And now that everything was happily concluded, Pausanias disbanded his army, and the men from Piraeus marched up under arms into the acropolis and offered sacrifice to Athena. When they were come down, the generals called a meeting of the Ecclesia, (21) and Thrasybulus made a speech in which, addressing the city party, he said: "Men of the city! I have one piece of advice I would tender to you; it is that you should learn to know yourselves, and towards the attainment of that self-knowledge I would have you make a careful computation of your good qualities and satisfy yourselves on the strength of which of these it is that you claim to rule over us. Is it that you are more just than ourselves? Yet the people, who are poorer--have never wronged you for the purposes of plunder; but you, whose wealth would outweight the whole of ours, have wrought many a shameful deed for the sake of gain. If, then, you have no monopoly of justice, can it be on the score of courage that you are warranted to hold your heads so high? If so, what fairer test of courage will you propose than the arbitrament of war--the war just ended? Or do you claim superiority of intelligence?--you, who with all your wealth of arms and walls, money and Peloponnesian allies, have been paralysed by men who had none of these things to aid them! Or is it on these Laconian friends of yours that you pride yourselves? What! when these same friends have dealt by you as men deal by vicious dogs. You know how that is. They put a heavy collar round the neck of the brutes and hand them over muzzled to their masters. So too have the Lacedaemonians handed you over to the people, this very people whom you have injured; and now they have turned their backs and are gone. But" (turning to the mass) "do not misconceive me. It is not for me, sirs, coldly to beg of you, in no respect to violate your solemn undertakings. I go further; I beg you, to crown your list of exploits by one final display of virtue. Show the world that you can be faithful to your oaths, and flawless in your conduct." By these and other kindred arguments he impressed upon them that there was no need for anarchy or disorder, seeing that there were the ancient laws ready for use. And so he broke up (22) the assembly.
(21) I.e. the Public Assembly, see above; and reading with Sauppe after Cobet {ekklesian epoiesan}, which words are supposed to have dropt out of the MSS. Or, keeping to the MSS., translate "When the generals were come down, Thrasybulus," etc. See next note.
(22) The Greek words are {antestese ten ekklesian} (an odd phrase for the more technical {eluse} or {dieluse ten ekklesian}). Or, accepting the MSS. reading above (see last note), translate "he set up (i.e. restored) the Assembly." So Mr. J. G. Philpotts, Mr. Herbert Hailstone, and others.
At this auspicious moment, then, they reappointed the several magistrates; the constitution began to work afresh, and civic life was recommenced. At a subsequent period, on receiving information that the party at Eleusis were collecting a body of mercenaries, they marched out with their whole force against them, and put to death their generals, who came out to parley. These removed, they introduced to the others their friends and connections, and so persuaded them to come to terms and be reconciled. The oath they bound themselves by consisted of a simple asseveration: "We will remember past offences no more;" and to this day (23) the two parties live amicably together as good citizens, and the democracy is steadfast to its oaths.

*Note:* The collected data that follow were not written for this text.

PR #25, opened 2026-05-16
docs: add seed (historical conversation import) section to README

leoge007:
### Summary

Documents the existing `seed` CLI command for importing historical conversations through the L0→L1→L2→L3 pipeline. The seed mechanism was implemented in `src/cli/commands/seed.ts` and `src/core/seed/` but had no user-facing documentation.

### What this adds

- **When to use seed** — backfill historical context after plugin install, migration from other systems
- **Input format** — Format A (`{ sessions: [...] }`) and Format B (top-level array) with examples
- **CLI usage** — command flags and options reference table
- **Seed pipeline** — what happens during execution (L0 capture → L1 extraction → storage)
- **Best practices** — selective import, start small, monitor L1 quality, LLM recommendations

Both English (README.md) and Chinese (README_CN.md) are updated.

### Related

The `memory-tencentdb-ctl` script also supports seed operations in Hermes mode. See `scripts/README.memory-tencentdb-ctl.md`.

---

Closes: (no related issue — this addresses an existing documentation gap)

### DIFF
--- a/README.md
+++ b/README.md
@@ -243,6 +243,95 @@ docker exec -it hermes-memory hermes
 
 ---
 
+### 3. Importing historical conversations (seed)
+
+Starting from v0.1.4, TencentDB Agent Memory ships with a `seed` command that processes historical conversations through the full L0→L1→L2→L3 pipeline, so previously exchanged conversations can produce structured memories, scene blocks, and persona refinements just like new ones.
+
+#### When to use seed
+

(23) It would be interesting to know the date at which the author penned these words. Was this portion of the "Hellenica" written before the expedition of Cyrus? i.e. in the interval between the formal restoration of the Democracy, September B.C. 403, and March B.C. 401. The remaining books of the "Hellenica" were clearly written after that expedition, since reference is made to it quite early in Bk. III. i. 2. Practically, then, the first volume of Xenophon's "History of Hellenic Affairs" ends here. This history is resumed in Bk. III. i. 3. after the Cyreian expedition (of which episode we have a detailed account in the "Anabasis" from March B.C. 401 down to March B.C. 399, when the remnant of the Ten Thousand was handed over to the Spartan general Thibron in Asia). Some incidents belonging to B.C. 402 are referred to in the opening paragraphs of "Hellenica," III. i. 1, 2, but only as an introduction to the new matter; and with regard to the historian himself, it is clear that "a change has come o'er the spirit of his dream." This change of view is marked by a change of style in writing. I have thought it legitimate, under the circumstances, to follow the chronological order of events, and instead of continuing the "Hellenica," at this point to insert the "Anabasis." My next volume will contain the remaining books of the "Hellenica" and the rest of Xenophon's "historical" writings.
BOOK III
I
B.C. 403-402. Thus the civil strife at Athens had an end. At a subsequent date Cyrus sent messengers to Lacedaemon, claiming requital in kind for the service which he had lately rendered in the war with Athens. (1) The demand seemed to the ephorate just and reasonable. Accordingly they ordered Samius, (2) who was admiral at the time, to put himself at the disposition of Cyrus for any service which he might require. Samius himself needed no persuasion to carry out the wishes of Cyrus. With his own fleet, accompanied by that of Cyrus, he sailed round to Cilicia, and so made it impossible for Syennesis, the ruler of that province, to oppose Cyrus by land in his advance against the king his brother.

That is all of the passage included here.